It shows how even though the expansion is longer than most, the magnitude is small. The cumulative gains in real GDP per capita haven’t been impressive. If 2017 and 2018 finally show the growth rates associated with normal expansions, inflation will follow. The lack of inflation has been good news for stocks, but not great for workers looking for real wage growth. Usually, inflation causes the Fed to hike rates which slows loan growth. It has been delayed, but inflation might be rearing its ugly head soon.
Before we get into the reasons why inflation might increase, let’s review the current business cycle. As you can see, this cycle has seen low inflation and low unemployment.
That’s a scenario which hasn’t existed in the past. It’s been the reason why stocks have done so well. It’s arguable that diminished growth combined with low inflation is the perfect situation for stocks. S&P 500 profit margins being at record highs certainly supports that hypothesis. Stock multiples will fall if inflation rises. The question for stocks will be if costs increase faster or slower than sales. The faster GDP growth rate helps sales, but the higher inflation pushes up costs. The metric which will determine the answer to this question is productivity growth. The good news is wage inflation encourages fixed investment which boosts productivity. These investments and productivity show signs of life in 2017. The question is if that can continue. Earnings growth will need to make up for shrinking multiples if stocks are to rise in 2018.
Inflation Could Be Coming
The first chart implying that inflation could rise in 2018 is shown below.

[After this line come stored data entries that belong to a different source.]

PR #485, opened 2022-06-06
Updated named objects to includes GCs and errors

anyadovgal:
As I mentioned in my slack message, I included the GCs from https://github.com/GalacticDynamics-Oxford/GaiaTools/blob/master/input.txt , as well as updated the satellite galaxies to include errors where available from Dr. Pace's paper.


jobovy:
All looks good, great work again @anyadovgal, thanks!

It compares the manufacturing ISM with the US core CPI inflation rate of change. The ISM has a 15 month lead. As you can see, the two metrics are highly correlated. Even in this cycle, which has broken some pre-conceived notions about inflation, the two have acted in tandem. The manufacturing economy is recovering from the recession in 2015-2016, which central banks helped prevent; the Asia Pacific region has been the fastest growth area according to 3M and Caterpillar. This chart implies core CPI in 2018 can be about 0.7% higher than this year. The core CPI in September was 1.7% which means next year might see 2.4% core CPI. That is above the Fed’s target of 2% inflation which means rate hikes would accelerate. The current guidance is for two hikes in 2018; inflation beating estimates means three hikes or more might be in the cards. The highest core inflation this cycle was 2.33% in February 2016. In the previous cycle, inflation peaked 14 months before the recession. Heightened inflation could mean a recession in 2019 if the economic path is the same.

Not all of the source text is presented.